Task directions:
What do the lines say, reproduced word for word, from the first of the entries below through the line bearing "does in v9.x."?

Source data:

PR #1612, opened 2020-07-16
Issue-1611 Fix in updating relations with ids

### LINKED ISSUE #1611: Relational query in wrong order
Suppose a book model `has_many` pages like this
```ruby
class Book
  has_many :out, :pages, type: :has, model_class: :Page
end
```
`book.page_ids`  can return an array of unique ids of related pages instances
`book.page_ids = [....]; book.save`  is supposed to update its relation, as it does in v9.x.

But in v10.0, this doesn't work, since it will issue delete queries that delete existing relation only **AFTER** issuing create queries.
This causes trouble if some id in the array is included in the existing relations.
In an extreme case, if you pass the exact same id array, then this will completely destroy existing relations.

This can be solved by just reversing the order of relational queries.

### Runtime information:

Neo4j database version: neo4j 3.4.0
`neo4j` gem version: v10.0
`neo4j-core` gem version:

amitsuryavanshi:
Fixes #1611 

This pull introduces/changes:
 * The way we get what relations to delete on update of relationships
  In case there was a string ID property, the `to_i` on passed id parameter would cause it be inconsistent with IDs of existing relations and we would end up with deleting all existing relations.

### DIFF
--- a/lib/active_graph/node/query/query_proxy_methods_of_mass_updating.rb
+++ b/lib/active_graph/node/query/query_proxy_methods_of_mass_updating.rb
@@ -52,7 +52,7 @@ module ActiveGraph
           node_or_nodes = Array(node_or_nodes).map { |arg| arg.is_a?(ActiveGraph::Node) ? arg : @model.find(arg) }
           original_ids = self.pluck(:id)
           new_nodes = add_rels(node_or_nodes, original_ids)
-          delete_rels_for_nodes(original_ids, node_or_nodes)
+          delete_rels_for_nodes(original_ids, node_or_nodes.collect(&:id))
           new_nodes
         end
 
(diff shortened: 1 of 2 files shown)


lib/active_graph/node/query/query_proxy_methods_of_mass_updating.rb
```diff
@@ -49,31 +49,20 @@ def delete_all_rels
         # Deletes the relationships between all nodes for the last step in the QueryProxy chain and replaces them with relationships to the given nodes.
         # Executed in the database, callbacks will not be run.
         def replace_with(node_or_nodes)
-          node_hash = idify_hash(node_or_nodes)
+          node_or_nodes = Array(node_or_nodes).map { |arg| arg.is_a?(ActiveGraph::Node) ? arg : @model.find(arg) }
```
klobuczek, line 52:
```suggestion
          nodes = Array(node_or_nodes).map { |arg| arg.is_a?(ActiveGraph::Node) ? arg : @model.find(arg) }
```
This is guaranteed to be an array

PR #1617, opened 2020-07-26
Don't use local path for the activegraph gem

ekampp:
This is referenced in the [official installation documentation](https://neo4jrb.readthedocs.io/en/stable/Setup.html#generating-a-new-app). It should not assume that there is any gems installed in local paths.

Alternatively, the `-B` option should be added to the documentation, and information added there as well about how to fix the Gemfile befire running `bundle install`.


klobuczek:
@ekampp Thanks. This was a glitch. It should've never been committed.

PR #1627, opened 2020-09-24
Don't use exceptions as flow control in for_clause

speedshopnate:
Hi, this is @nateberkopec's alternate account.

I was noticing ~half a dozen exceptions per page being silently raised and rescued on an app. Raising exceptions is pretty slow, much slower than just asking if the object responds or not.


klobuczek:
@speedshopnate thanks for that!

klobuczek (approved):

PR #1697, opened 2023-06-18
Remove last traces of Travis CI

leoarnold:


klobuczek (approved):
@leoarnold thank you for the contribution and sorry that it took so long

PR #1698, opened 2023-06-18
Update RuboCop config

leoarnold:
RuboCop v1.52.1 threw some errors, so we rengenerate the `.rubocop_todo.yml` and make minimal changes to get RuboCop working again.

We also add RuboCop to CI to ensure this does not happen again.


klobuczek (approved):

klobuczek:
@leoarnold I feel like we should not have the rubocop_todo.yml as this disables all those checks and new problems of the same type can be added if I understand it correctly. With codeclimate we will only get newly introduced problems on each PR. I'm merging this PR for codeclimate to succeed on master. Please make another PR if you agree..

PR #1706, opened 2023-12-05
fixes #1705 by locking node while Assigning rel

### LINKED ISSUE #1705: `has_one` association allows creation of two association when done concurrently
When a node's has_one association is updated concurrently, it does not respect the one association limit and due to race condition it may result in wrong data. This is very low probable scenario. More details with the spec proving the bug is in below PR

https://github.com/neo4jrb/activegraph/pull/1704

### Runtime information:

`neo4j` gem version: master branch
ruby: ruby 3.1.2p20

mrhardikjoshi:
Fixes #1705 

This pull introduces/changes:
 * makes #replace_with method safe for concurrent use by locking node before read/update

### DIFF
--- a/lib/active_graph/node/query/query_proxy_methods_of_mass_updating.rb
+++ b/lib/active_graph/node/query/query_proxy_methods_of_mass_updating.rb
@@ -50,11 +50,8 @@ module ActiveGraph
         # Executed in the database, callbacks will not be run.
         def replace_with(node_or_nodes)
           node_or_nodes = Array(node_or_nodes).map { |arg| arg.is_a?(ActiveGraph::Node) ? arg : @model.find(arg) }
+          ActiveGraph::Base.lock_node(start_object) unless start_object.new_record?
           original_ids = self.pluck(:id)
-          $concurrency_queue << 'ready' if $concurrency_test # completed read above so send signal in the queue
-          while $concurrency_test && $concurrency_test_wait # wait till other thread has also completed its read
-            sleep 1
-          end
           delete_rels_for_nodes(original_ids, node_or_nodes.collect(&:id))
           add_rels(node_or_nodes, original_ids)
         end
@@ -66,12 +63,13 @@ module ActiveGraph
         end
 
         def delete_rels_for_nodes(original_ids, new_ids)
-          ids = original_ids.select { |id| !new_ids.include?(id) }
-          return unless ids.present?
+          ids_to_be_removed = original_ids - new_ids
+          return unless ids_to_be_removed.present?
+
           if association.dependent
-            start_object.public_send("dependent_#{association.dependent}_callback", association, ids)
+            start_object.public_send("dependent_#{association.dependent}_callback", association, ids_to_be_removed)
           else
-            self.where(id: ids).delete_all_rels
+            self.where(id: ids_to_be_removed).delete_all_rels
           end
         end
 
--- a/lib/active_graph/node/query/query_proxy_methods_of_mass_updating.rb
+++ b/lib/active_graph/node/query/query_proxy_methods_of_mass_updating.rb
@@ -51,6 +51,10 @@ module ActiveGraph
         def replace_with(node_or_nodes)
           node_or_nodes = Array(node_or_nodes).map { |arg| arg.is_a?(ActiveGraph::Node) ? arg : @model.find(arg) }
           original_ids = self.pluck(:id)
+          $concurrency_queue << 'ready' if $concurrency_test # completed read above so send signal in the queue
+          while $concurrency_test && $concurrency_test_wait # wait till other thread has also completed its read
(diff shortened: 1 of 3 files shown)


lib/active_graph/node/query/query_proxy_methods_of_mass_updating.rb
```diff
@@ -62,12 +63,13 @@ def add_rels(node_or_nodes, original_ids)
         end
 
         def delete_rels_for_nodes(original_ids, new_ids)
-          ids = original_ids.select { |id| !new_ids.include?(id) }
```
mrhardikjoshi, line 65: using `-` is faster compared to using `select` loop and then checking with `include?` again

lib/active_graph/transactions.rb
```diff
@@ -28,6 +28,10 @@ def read_transaction(**config, &block)
 
       alias transaction write_transaction
 
+      def lock_node(node)
+        node.as(:n).query.remove('n._LOCK_').exec if tx&.open? || explicit_session&.open?
```
klobuczek: we talked about not reusing the documentation `_LOCK_` name. Although I cannot think of a way those would ever conflict if used properly.

klobuczek: it would be good to ensure that your specs fail with this code:
```suggestion
        node.as(:n).query.exec if tx&.open? || explicit_session&.open?
```

klobuczek: Where is the tx boundary set in specs? What tx do new threads use?

klobuczek: The specs are too complex to be confident without failing version.

klobuczek (changes requested):

lib/active_graph/transactions.rb
mrhardikjoshi: with disabling my code in `lock_node` I get following error so we now have a simpler specs with proper failure without fix.

```
  1) ActiveGraph::Relationship::Persistence::QueryFactory#build! non-subclassed concurrent update does not create duplicate has_one relationship
     Failure/Error: expect(ActiveGraph::Base.query("MATCH (node2:`ToClass`)<-[rel1:`HAS_REL`]-(from_class:`FromClass`) return from_class").to_a.size).to eq(1)
     
       expected: 1
            got: 19
     
       (compared using ==)
     # ./spec/e2e/relationship/persistence/query_factory_spec.rb:126:in `block (5 levels) in <top (required)>'
     ```

Comment (mrhardikjoshi) [reply lib/active_graph/transactions.rb]: @klobuczek every thread has unique tx, I checked their object_id.

File: lib/active_graph/transactions.rb [hunk 3]
```diff
@@ -28,6 +28,10 @@ def read_transaction(**config, &block)
 
       alias transaction write_transaction
 
+      def lock_node(node)
+        node.as(:n).query.remove('n._AGLOCK_').exec if tx&.open? || explicit_session&.open?
```
klobuczek: why the condition? No harm would happen if the condition is not met.

spec/e2e/relationship/persistence/query_factory_spec.rb
```diff
@@ -103,6 +103,30 @@ def self.count
         expect(from_node.reload.to_classes).to be_empty
       end
 
+      context 'concurrent update' do
+        before do
+          allow_any_instance_of(ActiveGraph::Node::Query::QueryProxy).to receive(:replace_with).and_wrap_original do |original, *args|
+            $concurrency_queue << 'ready'
+            Thread.stop
```
klobuczek: I think the right thing would be to stop at `delete_rels_for_nodes` after the rels are read so you can force failure with just 2 threads not 100. And then after adding lock see it passing.

spec/e2e/relationship/persistence/query_factory_spec.rb
```diff
@@ -103,6 +103,30 @@ def self.count
...
+          count = 100
+          $concurrency_queue = Thread::Queue.new
+          threads = count.times.map { Thread.new { to_node.update(from_class: from_node) } }
+          sleep(0.1) until $concurrency_queue.size == count
+          $concurrency_queue.clear
+          threads.each(&:run)
+          threads.each(&:join)
+          expect(ActiveGraph::Base.query("MATCH (node2:`ToClass`)<-[rel1:`HAS_REL`]-(from_class:`FromClass`) return from_class").to_a.size).to eq(1)
+        end
+      end
```
klobuczek: I am not thrilled about this spec. `sleep`, 100 threads, no guarantee of failure without lock, low level api. I think this would be possible async.

klobuczek (changes requested):

klobuczek:
closing as already merged to zeitwerk branch

PR #1709, opened 2023-12-24
Zeitwerk autoload fixes

### LINKED ISSUE #1702: Rails 7.1 Incompatibility
I am running a Rails 7.0 app with ActiveGraph 11.4.0 and see a deprecation warning when the app starts:

> DEPRECATION WARNING: ActiveSupport::PerThreadRegistry is deprecated and will be removed in Rails 7.1.
> Use `Module#thread_mattr_accessor` instead.

It references the line in `application.rb` which calls `require 'active_graph/railtie'`.

It looks like `ActiveSupport::PerThreadRegistry` is included here: https://github.com/neo4jrb/activegraph/blob/master/lib/active_graph/node/scope.rb#L147. Since that block of code references following ActiveRecord, perhaps whatever the latest ActiveRecord is doing could be used there as well?

Thank you.

mrhardikjoshi:
Fixes #1702 

Problem:
1) From Rails application (which uses `active_graph` but do not explicitly load(require)it ) the `neo4j-ruby-driver` and other dependacies of `active_graph` are not loaded. So starting rails environment (by `rails s` , `rails c` or any of the rake task) results in uninitialized constant error of that dependancy.

2) generating new rails application using `rails new myapp -m activegraph.rb` was creating incorrect gemfile.

Solution:
1) Updated `railtie.rb` to require `active_graph` gem. The zeitwerk within `active_graph` will take care of loading all depending files and gems.

2) fixed the template which generated gemfile to use correct operator.

### DIFF
--- a/docs/activegraph.rb
+++ b/docs/activegraph.rb
@@ -1,6 +1,6 @@
 # Usage: rails new myapp -m activegraph.rb
 
-gem 'activegraph', '=> 11.1'
+gem 'activegraph', '>= 11.1'
 
 gem_group :development do
   gem 'neo4j-rake_tasks'
--- a/Gemfile
+++ b/Gemfile
@@ -2,10 +2,6 @@ source 'http://rubygems.org'
 
 gemspec
 
-# gem 'neo4j-ruby-driver', path: '../neo4j-ruby-driver'
-
-# gem 'listen', '< 3.1'
-
 active_model_version = ENV['ACTIVE_MODEL_VERSION']
 gem 'activemodel', "~> #{active_model_version}" if active_model_version&.length&.positive?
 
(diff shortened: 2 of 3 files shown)


docs/activegraph.rb
```diff
@@ -1,6 +1,6 @@
 # Usage: rails new myapp -m activegraph.rb
 
-gem 'activegraph', '=> 11.1'
+gem 'activegraph', '>= 11.1'
```
mrhardikjoshi, line 3: I generated fresh rails application before and after this change to compare exact file difference after this change, [here is its diff](https://github.com/mrhardikjoshi/myapp/pull/1/files)

PR #1712, opened 2023-12-25
Fix single rel caching issue.

huseynov206:
Fixes #

This pull introduces/changes:
 *  Resolved an issue where single relationships were not being cached accurately, leading to performance inefficiencies.

### DIFF
--- a/lib/active_graph/node/has_n.rb
+++ b/lib/active_graph/node/has_n.rb
@@ -111,11 +111,15 @@ module ActiveGraph::Node
 
       def add_to_cache(object, rel = nil)
         (@cached_rels ||= []) << rel if rel
-        (@cached_result ||= []).tap { |results| results << object if object && !results.include?(object) }
+        (@cached_result ||= []).tap { |results| results << object if !results.include?(object) } if object
       end
 
       def rels
         @cached_rels || super.tap { |rels| rels.each { |rel| add_to_cache(nil, rel)  } }
+      end
+
+      def rel
+        rels.first
       end
 
       def cache_query_proxy_result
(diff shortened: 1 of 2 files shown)


lib/active_graph/node/has_n.rb
```diff
@@ -111,13 +111,17 @@ def init_cache
 
       def add_to_cache(object, rel = nil)
         (@cached_rels ||= []) << rel if rel
-        (@cached_result ||= []).tap { |results| results << object if object && !results.include?(object) }
+        (@cached_result ||= []).tap { |results| results << object if !results.include?(object) } if object
```
klobuczek, line 114: do you realize that this change is not equivalent? If `object` is nil then `@cached_result` will not be initialized if nil, while it was before. However this will make a difference only in case of a call with only nil parametesr `add_to_cache(nil, nil)`.

huseynov206: There is a reason why I changed this code. After adding the `rel` function to AssociationProxy, I noticed that the following case is working incorrectly.

```
role = Role.find(xxx)
role.manager.source_rel
role.manager.source
```

Even though the manager has a source, if we call `source` after calling `source_rel`, it returns nil. Because we used the `add_to_cache` method in line `has_n.rb:118`, `@cached_result` was initialized as an empty array then in line `has_n.rb:81` we check `@cached_result`, since it is initialized we use it, i.e. the empty array. To avoid this, I made `@cached_result` initialize only when the object exists. All specs and manual tests passed successfully.

* Object parameter is nil only when we use the `add_to_cache` method for rels.

PR #1723, opened 2024-09-23
Update rollback syntax in Testing doc

danielmbarlow:
When using the suggested code from [the documentation](https://neo4jrb.readthedocs.io/en/stable/Testing.html):

```ruby
# For the `neo4j` gem
config.around do |example|
  ActiveGraph::Base.transaction do |tx|
    example.run
    tx.failure
  end
end
```

We get this error:

```ruby
NoMethodError:
       undefined method `failure' for an instance of Neo4j::Driver::Internal::InternalTransaction
```

The syntax is apparently now `tx.rollback`, however when the transaction has already been rolled back we get this error

```ruby
     Neo4j::Driver::Exceptions::ClientException:
       Can't rollback, transaction has been rolled back
```

This pull request changes the documention to recommend:
 * Usage of the new syntax for rollback
 * A check to see if the transaction is open before rolling it back

### DIFF
--- a/docs/Testing.rst
+++ b/docs/Testing.rst
@@ -86,7 +86,7 @@ If you are using RSpec you can perform tests in a transaction as you would using
   config.around do |example|
     ActiveGraph::Base.transaction do |tx|
       example.run
-      tx.failure
+      tx.rollback if tx.open?
     end
   end
 


danielmbarlow:
Let me know if there's anything you would like me to change in this little PR.

klobuczek:
Thanks @danielmbarlow. I just looked at your PR this week and was just surprised about the condition  `if tx.open?`. Did you have to do it because of some error? In the context of activegraph the transaction should be always open if in scope.

PR #1735, opened 2026-03-03
Use driver version 6

nsauk:
This PR makes activegraph use neo4j driver version 6.


nsauk:
SortedSet was removed because of https://github.com/knu/sorted_set/issues/18

lib/active_graph/transactions.rb
```diff
@@ -14,31 +14,33 @@ def session(**session_config)
...
 
       def send_transaction(method, **config, &block)
-        return yield tx if tx&.open?
+        return yield tx if tx
         return run_transaction_work(explicit_session, method, **config, &block) if explicit_session&.open?
-        driver.session do |session|
+        driver.session(bookmarks: last_bookmarks) do |session|
           run_transaction_work(session, method, **config, &block)
+        ensure
+          self.last_bookmarks = session.last_bookmarks
```
klobuczek: I would prefer not to deviate too much from the driver API. The user should create an explicit session if they want to get bookmarks.

lib/active_graph/transactions.rb
```diff
@@ -14,31 +14,33 @@ def session(**session_config)
...
       end
 
       private
 
       def send_transaction(method, **config, &block)
-        return yield tx if tx&.open?
+        return yield tx if tx
         return run_transaction_work(explicit_session, method, **config, &block) if explicit_session&.open?
-        driver.session do |session|
+        driver.session(bookmarks: last_bookmarks) do |session|
```
klobuczek: This unnecessarily chains all implicit sessions, potentially degrading performance due to routing to up-to-date servers only.

klobuczek (changes requested):

lib/active_graph/migrations/runner.rb
```diff
@@ -11,12 +11,14 @@ class Runner
...
 
+      attr_reader :up_versions
+
       def initialize(options = {})
         @silenced = options[:silenced] || !!ENV['MIGRATIONS_SILENCED']
         label = SchemaMigration.mapped_label
         label.create_constraint(:migration_id, type: :unique) unless label.constraint?(:migration_id)
-        @schema_migrations = SchemaMigration.all.to_a
-        @up_versions = SortedSet.new(@schema_migrations.map(&:migration_id))
+        @schema_migrations = SchemaMigration.all.to_a.sort_by(&:migration_id)
```
klobuczek:
```suggestion
        @schema_migrations = SchemaMigration.order(:migration_id).to_a
```

activegraph.gemspec
```diff
@@ -31,15 +31,13 @@ DESCRIPTION
   }
 
   s.add_dependency('activemodel')
+  s.add_dependency('benchmark')
```
klobuczek, line 34: Is this really needed as runtime dependency?

lib/active_graph/migrations/runner.rb
klobuczek: Additionally, remove the comparator <=> from SchemaMigration since it's not used anymore.

klobuczek (changes requested):

activegraph.gemspec
klobuczek: It is in activegraph.rb so not to investigate in this PR.

klobuczek (approved):

PR #1737, opened 2026-03-18
Fix rollback exception propagating

nsauk:
Changes in `Transaction#rollback` #1736 lead to the issue with a dependent app's ability to handle failed validation, resulting in HTTP 200 in places where HTTP 422 was before. This PR restores the behavior.

### DIFF
--- a/spec/active_graph/transactions_spec.rb
+++ b/spec/active_graph/transactions_spec.rb
@@ -122,4 +122,14 @@ describe ActiveGraph::Transactions do
       end
     end
   end
+
+  describe 'rollback in nested transaction' do
+    it 'returns false from the inner transaction when rollback is called' do
+      inner_result = nil
+      ActiveGraph::Base.transaction do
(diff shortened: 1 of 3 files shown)


spec/active_graph/transactions_spec.rb
```diff
@@ -122,4 +122,22 @@
...
+      stub_node_class('ValidatedStudent') do
+        property :name
+        validates :name, presence: true
+      end
+
+      student = ValidatedStudent.create!(name: 'Alice')
+
+      errors = ActiveGraph::Base.transaction do
+        student.update(name: nil)
+        student.errors.full_messages
```
nsauk, line 137: This may look unnatural, but graphiti performs validations inside the transaction.

klobuczek:
@nsauk I created an alternative way to solve it https://github.com/neo4jrb/activegraph/pull/1738. It fixes my faulty refactoring in the previous PR.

Answer space:
PR #1612, opened 2020-07-16
Issue-1611 Fix in updating relations with ids

### LINKED ISSUE #1611: Relational query in wrong order
Suppose a book model `has_many` pages like this
```ruby
class Book
  has_many :out, :pages, type: :has, model_class: :Page
end
```
`book.page_ids`  can return an array of unique ids of related pages instances
`book.page_ids = [....]; book.save`  is supposed to update its relation, as it does in v9.x.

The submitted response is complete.